Zero-Shot Visual Concept Recognition
Recognizing existing visual concepts from an image or a video

The concept recognition analysis service is used to detect one or more concepts that can describe a visual scene or an image.
Input: Image file or video file. You can specify which frames are to be processed from the video file.
Output: A sorted list of detected concepts will be returned for the image or each processed video frame. The list is sorted by the confidence score that is associated with each detected concept.
Model:
The concept recognition analysis service is using the multi-modal CLIP model from OpenAI in a zero-shot classification manner. This allows the user to modify or create a new concept-bank to be detected from query images or videos, without the need to retrain the model. Each concept in the bank can be defined using natural language sentences or paragraphs with up to 1024 characters (e.g., “A visual showing prediction of rainy weather”), and an associated label to be returned in the result (e.g., “weather forecast – rainy”).

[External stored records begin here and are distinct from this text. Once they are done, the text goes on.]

PR #5130, opened 2026-07-20
Add a speed level for intra region in inter frames

leolzhao:
Squash merge branch 'leo/inter-sdp-mr' into 'avm-encoder-development' Add a speed level for inter sdp fast method:

1) Early terminate inter-sdp when there is no intra coded blocks in the this region after searching mixed intra and inter region;
2) Early terminate inter-sdp when more than half of the blocks are inter -coded;
3) Early terminate inter-sdp when the best block partitioning is partition-none

STATS_CHANGED

cpu-use-1 is at commit 6e71b0c859 is used as anchor.

A1 - 17 frames (0.02% loss with 95.3% run-time)
A2 - 33 frames (0.09% loss with 94.6% run-time)

```
| A1      | 0.01% | 0.17%  | 0.11% | 0.02% | 95.3%    | 100%   |
| A2      | 0.07% | 0.14%  | 0.42% | 0.09% | 94.6%    | 100%   |
```

### DIFF
--- a/av2/encoder/partition_search.c
+++ b/av2/encoder/partition_search.c
@@ -4496,8 +4496,8 @@ static AVM_INLINE void prune_ext_partitions_3way(
 
 // Early termination of SDP for intra blocks in inter frames
 static INLINE void early_termination_inter_sdp(PC_TREE *pc_tree,
-                                               float *total_count,
-                                               float *inter_mode_count) {
+                                               unsigned int *total_count,
+                                               unsigned int *inter_mode_count) {
   REGION_TYPE cur_region_type = pc_tree->region_type;
   if (pc_tree->partitioning == PARTITION_NONE) {
     if (pc_tree->none[cur_region_type] == NULL) return;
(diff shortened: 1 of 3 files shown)


av2/encoder/partition_search.c
```diff
@@ -4599,17 +4599,29 @@ static INLINE void search_intra_region_partitioning(
...
   float total_count = 0;
   float inter_mode_count = 0;
   early_termination_inter_sdp(pc_tree, &total_count, &inter_mode_count);
-  // if over 60% of the coded blocks under this region are inter coded blocks,
-  // skip the rdo for inter-sdp
-  if (total_count * 0.7 < inter_mode_count) return;
+  if (cpi->sf.part_sf.inter_sdp_fast_method_level >= 1) {
+    // Optimized fast method (enabled at cpu-used >= 1):
+    // Check whether there are at least 1 intra coded blocks under this region
+    if (total_count - inter_mode_count < 1) return;
```
yunqingwang1, line 4612: Can both total_count and inter_mode_count be 0? Maybe add an extra check for that?

yunqingwang1:
Nice speedup and tradeoff! Looks good overall.

av2/encoder/partition_search.c
```diff
@@ -4599,17 +4599,29 @@ static INLINE void search_intra_region_partitioning(
   MACROBLOCKD *const xd = &x->e_mbd;
   assert(pc_tree != NULL);
 
+  // store the current best partitioning
+  PARTITION_TYPE cur_best_partitioning = pc_tree->partitioning;
+
   // Add one encoder fast method for early terminating inter-sdp
   float total_count = 0;
   float inter_mode_count = 0;
   early_termination_inter_sdp(pc_tree, &total_count, &inter_mode_count);
```
yeqing-wu, line 4608: Just curious (not because of this PR) about the reason behind using float type for total_count and inter_mode_count. Shouldn’t it be better to use int, as it only increases the integer value for both of them inside early_termination_inter_sdp?

yeqing-wu (approved):
LGTM

yeqing-wu:

av2/encoder/partition_search.c
leolzhao: Good catch! Just changed the variable to unsigned int to address this issue.

av2/encoder/partition_search.c
leolzhao: Just changed the variable from float to unsigned int to avoid confusion.

PR #5132, opened 2026-07-20
Increase TCQ threshold based on base QP

motongxu:
Increase TCQ zero threshold to 9 * abs_coef >= 10 * dequant when base_qindex < 185.

Tests: cpu-used =1, RA
A1 - 17 frames
A2 - 33 frames

```
| A1      | -0.01% | -0.01% |  0.00% | -0.01% | 98.6%    | 98.6%    |
| A2      |  0.00% | -0.06% | -0.05% |  0.00% | 98.9%    | 100.1%   |
```


yeqing-wu:

av2/common/enums.h
```diff
@@ -30,6 +30,8 @@ extern "C" {
 
 #undef MAX_SB_SIZE
 
+#define MAX_TCQ_THRES_QIDX 185
```
yeqing-wu: MAX_TCQ_THRES_QIDX is placed in this header file but is only used by the encoder. The decoder doesn’t rely on it, so placing an encoder tuning constant in a common header file can pollute decoder builds. It’s better to move it to av2/encoder/speed_features.h or av2_quantize.h.

av2/encoder/av2_quantize.c
```diff
@@ -50,7 +50,12 @@ static void highbd_quantize_fp_helper_c(
   (void)zbin_ptr;
   (void)quant_shift_ptr;
   (void)iscan;
-
+  int abs_coeff_scale = 1;
+  int dequant_ptr_scale = 1;
+  if (deadzone_thres == 1) {  // 5/9
```
yeqing-wu: Is this comment incorrect? Should it be 10/9 instead?

av2/encoder/x86/av2_highbd_quantize_avx2.c
```diff
@@ -65,12 +65,20 @@ static AVM_FORCE_INLINE __m256i get_max_lane_eob(const int16_t *iscan_ptr,
 static INLINE void quantize(const __m256i *qp, const tran_low_t *coeff_ptr,
                             const int16_t *iscan_ptr, int log_scale,
                             tran_low_t *qcoeff, tran_low_t *dqcoeff,
-                            __m256i *eob) {
+                            __m256i *eob, int deadzone_thres) {
```
yeqing-wu: Is deadzone_thres a threshold or just a boolean indicating whether to use the tcq deadzone or not? If it’s later, should we rename it to use_tcq_deadzone_boost to avoid confusion? The same applies to all places that use deadzone_thres.

av2/encoder/encodemb.c
```diff
@@ -949,6 +941,19 @@ static void encode_block(int plane, int block, int blk_row, int blk_col,
                             INTER_BLOCK_OPT_TYPE == TRELLIS_DROPOUT_OPT;
     const bool do_dropout = INTER_BLOCK_OPT_TYPE == DROPOUT_OPT ||
                             INTER_BLOCK_OPT_TYPE == TRELLIS_DROPOUT_OPT;
+    const int deadzone_thres =
+        use_tcq && quant_param.use_optimize_b && do_trellis && !fsc_mode &&
+        cpi->sf.tx_sf.enable_adaptive_tcq_threshold &&
+        cm->quant_params.base_qindex < MAX_TCQ_THRES_QIDX;
```
yeqing-wu: tx_search.c:2477-2480 uses deadzone_thres without requiring do_trellis. However, 944-946 and 1455-1457 require it in this file. Is this expected? Should we align the predicate at both sites?

```
      const int deadzone_thres =
          use_tcq && quant_param_intra.use_optimize_b && !fsc_mode &&
          cpi->sf.tx_sf.enable_adaptive_tcq_threshold &&
          cm->quant_params.base_qindex < MAX_TCQ_THRES_QIDX;
```

avm_dsp/quantize.h
```diff
@@ -13,6 +13,8 @@
 #ifndef AVM_AVM_DSP_QUANTIZE_H_
 #define AVM_AVM_DSP_QUANTIZE_H_
 
+#include <stdbool.h>
```
yeqing-wu: Do we really need this header file? If not, please remove it.

avm_dsp/x86/highbd_quantize_intrin_sse2.c
```diff
@@ -11,6 +11,7 @@
  */
 
 #include <emmintrin.h>
+#include <stdbool.h>
```
yeqing-wu, line 14: Same comment, do we really need this header file? If not, please remove it.

avm_dsp/quantize.c
```diff
@@ -201,14 +201,15 @@ void avm_highbd_quantize_b_64x64_adaptive_c(
...
-                             const int32_t *quant_ptr,
+void avm_highbd_quantize_b_c(int deadzone_thres, const tran_low_t *coeff_ptr,
+                             intptr_t n_coeffs, const int32_t *zbin_ptr,
+                             const int32_t *round_ptr, const int32_t *quant_ptr,
                              const int32_t *quant_shift_ptr,
                              tran_low_t *qcoeff_ptr, tran_low_t *dqcoeff_ptr,
                              const int32_t *dequant_ptr, uint16_t *eob_ptr,
                              const int16_t *scan, const int16_t *iscan,
                              const int log_scale) {
+  (void)deadzone_thres;
```
yeqing-wu: deadzone_thres is unused in the DSP layer and both DSP SIMD files — (void)deadzone_thres).
Thus, it is better to revert the DSP RTCD signature change

test/av2_quantize_test.cc
```diff
@@ -175,12 +175,12 @@ class AV2QuantizeTest : public ::testing::TestWithParam<QuantizeFuncParams> {
...
       }
 
-      quanFuncRef(coeff_ptr, count, zbin_ptr, round_ptr, quant_ptr,
+      quanFuncRef(0, coeff_ptr, count, zbin_ptr, round_ptr, quant_ptr,
                   quant_shift_ptr, ref_qcoeff_ptr, ref_dqcoeff_ptr, dequant_ptr,
                   &ref_eob, scanOrder.scan, scanOrder.iscan, log_scale);
 
       ASM_REGISTER_STATE_CHECK(
-          quanFunc(coeff_ptr, count, zbin_ptr, round_ptr, quant_ptr,
+          quanFunc(0, coeff_ptr, count, zbin_ptr, round_ptr, quant_ptr,
```
yeqing-wu: In the unit tests, the code forces the use of a deadzone_thres of 0. It would be better to have unit tests that cover the scenario where deadzone_thres is 1. Otherwise, we won’t know if the code is correct or not.

av2/common/enums.h
motongxu: Moved this macro to speed feature instead. Thanks for suggestion.

av2/encoder/av2_quantize.c
motongxu: The original threshold was 1/2 according to the following if conditions (<<-1 and <<1):
```
if (abs_coeff_scale *
              (((tran_high_t)abs_coeff * wt) << QUANT_TABLE_BITS) >=
          dequant_ptr_scale * ((tran_high_t)dequant_ptr[rc != 0]
                               << (AVM_QM_BITS - (1 + log_scale))))
```
and
```
if (abs_coeff_scale *
              ((tran_high_t)abs_coeff << (1 + log_scale + QUANT_TABLE_BITS)) >=
          dequant_ptr_scale * (tran_high_t)dequant_ptr[rc01])
```
So, the actual threshold here is 10/9.

av2/encoder/x86/av2_highbd_quantize_avx2.c
motongxu: The names are all updated to "use_tcq_deadzone_boost".

av2/encoder/encodemb.c
motongxu: Yes, this is expected.
The predicate for use_tcq_deadzone_boost should match the condition under which av2_optimize_b() is called. In encodemb.c, the av2_optimize_b() call is guarded by do_trellis, so use_tcq_deadzone_boost also includes that condition. In tx_search.c, however, the corresponding av2_optimize_b() call is not guarded by do_trellis.

avm_dsp/quantize.h
motongxu: This has been removed. Thanks for pointing out.

avm_dsp/x86/highbd_quantize_intrin_sse2.c
motongxu: This has also been removed.

test/av2_quantize_test.cc
motongxu: Test cases are added with use_tcq_deadzone_boost=1.

avm_dsp/quantize.c
motongxu: av2_highbd_quantize_* and avm_highbd_quantize_* share the same RTCD dispatch table and the same “typedef (QuantizeFpFunc)”, so they must have identical signatures. So what I did here is to keep function signature the same and use (void) to ignore it for avm_ functions.

yeqing-wu (approved):
LGTM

A default concept-bank is provided to detect many useful visual concepts seen in commonly broadcast content (e.g., news, sports, weather).
Results details:
A ranked list of recognized concepts with their confidence scores will be returned by the concept recognition analysis service. The number of recognized concepts may vary for different image entries.
References:
- Alec Radford, Jong Wook Kim, Chris Hallacy, Aditya Ramesh, Gabriel Goh, Sandhini Agarwal, Girish Sastry, Amanda Askell, Pamela Mishkin, Jack Clark, Gretchen Krueger and Ilya Sutskever. “Learning Transferable Visual Models from Natural Language Supervision.” International Conference on Machine Learning (2021).